MTX rapidly enters cells, where it is polyglutamated by hepatocytes, red cells, fibroblasts, bone-marrow myeloid precursors, and possibly other cells. Polyglutamated methotrexate accumulates intracellularly and may explain the emergence of nausea and vomiting in patients after several years of treatment. The hope was that levels of intracellular polyglutamated MTX will correlate with response to MTX, but that has not been the case to date.
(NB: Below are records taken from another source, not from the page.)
PR #2260, opened 2018-01-26
CMake: Remove superfluous call to make_compiler_target

dnakamura:
testcompiler already exports the required include paths etc.
Since compilertest links against testcompiler it gets these for free


charliegracie:
@genie-omr build zlinux zos plinux

PR #2263, opened 2018-01-26
Added 16 bit padding in HashtableInputData 

Varun-garg:
Added a 16 bit padding variable in `struct HashtableInputData` in `algorithm_test_internal.h` to fill 32 byte alignment.
This fixes four (all) errors generated by `omralgotest` on valgrind when gtest tries to print `HashtableInputData` and supposedly using `sizeof()` for it. `sizeof()` returned 32 for struct, resulting in print operations using remaining  un-initialized 16 bits causing these errors. 

[Valgrind errors fixed](https://github.com/eclipse/omr/files/1668617/Algotest_logs.txt)

Signed-off-by: Varun Garg <varun.10@live.com>

### DIFF
--- a/fvtest/algotest/algorithm_test_internal.h
+++ b/fvtest/algotest/algorithm_test_internal.h
@@ -1,5 +1,5 @@
 /*******************************************************************************
- * Copyright (c) 1991, 2015 IBM Corp. and others
+ * Copyright (c) 1991, 2018 IBM Corp. and others
  *
  * This program and the accompanying materials are made available under
  * the terms of the Eclipse Public License 2.0 which accompanies this
@@ -50,6 +50,7 @@ typedef struct HashtableInputData {
 	uint32_t listToTreeThreshold;
 	BOOLEAN forceCollisions;
 	BOOLEAN collisionResistant;
+	uint16_t padding;
 } HashtableInputData;
 
 /* ---------------- avltest.c ---------------- */


charliegracie:
@Varun-garg Can you add a comment to the structure discussing the padding field and what steps a developer should use to ensure the struct stays properly aligned if they need to change / add /remove fields?  Also Can you squash the commits into 1?  Thanks

youngar:
Hi, I agree with Charlie if we go with this solution, we need to document what the padding is there for.

However, I think that there might be another way to solve this problem: we can set a custom pretty printer for this structure to avoid Google Test dumping the bytes.  See [teaching-google-test-how-to-print-your-values](https://github.com/google/googletest/blob/master/googletest/docs/AdvancedGuide.md#teaching-google-test-how-to-print-your-values).  If Google Test uses our pretty printing function, it shouldn't try to print uninitialized data, and we won't need the padding field.  Something along these lines should work:

```C++
::std::ostream& operator<<(::std::ostream& os, const HashtableInputData& input) {
	return os << input.hashtableName << " forceCollisions=" << input.forceCollisions;
}
```

Does this seem like it might solve the problem @Varun-garg?

Varun-garg:
Thanks @charliegracie and @youngar for good suggestions.

From what I understood about alignment [(from here)](http://www.songho.ca/misc/alignment/dataalign.html), alignment of a data structure means adding extra space (padding) in it to make its size a multiple of a number (depending on processor's architecture) so that it's address can be divisible by  1, 2, 4, or 8. This has a great impact on performance. 

The size of aligned struct is usually multiple of 4, 8, 16, 32 bytes (needs review).

GCC and some compilers automatically add this padding when compiling a program. This can be seen when I tried following:
```
typedef struct HashtableInputData {
	const char* hashtableName;  // 8bytes
	const uintptr_t* data;            // 8 bytes
	uintptr_t dataLength;            // 8 bytes
	uint32_t listToTreeThreshold; // 4 bytes
	bool forceCollisions;               // 1 byte
	bool collisionResistant;           // 1 byte
} HashtableInputData;                   // 30 bytes

cout <<sizeof(HashtableInputData) //32 bytes. (2 padding unitialized bytes added automatically)
```
This (automatic alignment compared to manual alignment) has 2 slight disadvantages

1. When we try to access memory of  the struct without knowing its contents with help of sizeof(), for example logging it, we will end up accessing (printing) these two uninitialized bytes. The problem may get worse when someone tries to debug the logs and confuses these two padding bytes with first two of next variable.
2. When we are already wasting away two bytes, why not declare them in the struct for future purposes.

If performance is not an issue, padding can be [disabled](https://stackoverflow.com/a/40642888/3276830) (in GCC) by adding `__attribute__((packed))` at end of structure.

@youngar That looks very good, it can solve our problem and improve readability of logs. I will try it out.

charliegracie:
I would not keep the padding if the new print function resolves the issue.

charliegracie:
@genie-omr build all

charliegracie:
@Varun-garg ping?

charliegracie:
If there are no issues I would suggest closing I guess.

MTX is well tolerated by children and does not appear to be more toxic than NSAIDs, if monitored properly. Common side effects in children include elevation of serum aminotransferase levels and nausea. Transient mucositis can occur, while hematologic abnormalities are uncommon, and there are reports of headache, alopecia, gastric ulcer, and mood changes. There are multiple strategies for decreasing side effects, the most important being recognition of the potential role of NSAIDs. Many side effects from NSAIDs are similar to those of MTX. Withholding a dose of NSAID before and/or after MTX administration, changing the NSAID, or discontinuing it may improve MTX tolerance. When faced with GI symptoms in an individual, try giving MTX at bedtime, changing MTX to subcutaneous, or administering an antiemetic before MTX administration. If these strategies fail, the dose of MTX may need to be lowered.
Because folic acid depletion is thought to contribute to MTX side effects, most clinicians prescribe a daily vitamin with folate or folate 1 mg/day.
Other side effects to consider are:
- Pneumonitis is rarely reported in children treated with MTX for rheumatic diseases;
- Cirrhosis has not been reported in children using MTX for rheumatic diseases;
- Oncogenic potential is low. There are only rare reports of lymphoma in patients with JIA. Reports in adults with RA may be Epstein-Barr virus–related or related to the background risk from persistently active disease;
- Gonadal function and reproduction are not altered by MTX. However, both males and females should wait for three months after discontinuing MTX before trying to conceive because MTX is a powerful teratogen. Young women receiving MTX should repeatedly be reminded to use effective birth control.
Leflunomide
After absorption, leflunomide is metabolized into an active metabolite which reaches peak levels between six and 12 hours. The most common adverse reactions are gastrointestinal symptoms: diarrhea, anorexia, abdominal pain, dyspepsia, gastritis, and elevation of transaminases. Other problems occurring in approximately 5% to 10% of patients include rash/allergic reactions, headache, and reversible alopecia. Less common are weight loss and hypophosphatemia. Neither the prodrug nor the active metabolite are dialyzable. Elimination can be hastened by the use of cholestyramine. Leflunomide is teratogenic. There are no long-term studies to assess its carcinogenicity or effect on fertility.
Cyclosporine
This is uniquely effective for treating macrophage activation syndrome (MAS) (see p.27 for more on MAS). Use 3 to 5 mg/kg intravenously, and change to oral dosing when disease is controlled.
Biologic Therapies
Etanercept, infliximab, adalimumab, anakinra, abatacept, and rituximab have all been demonstrated or reported to be effective in treating JIA. Their use in children poses special problems, including the increased risk of infections (especially varicella); uncertainty about the timing and performance of the usual immunizations; concerns about the potential long-term effects of biologic medications on younger children with developing immune systems; and the possibilities of later malignancies or possible development of central nervous system demyelinating disease.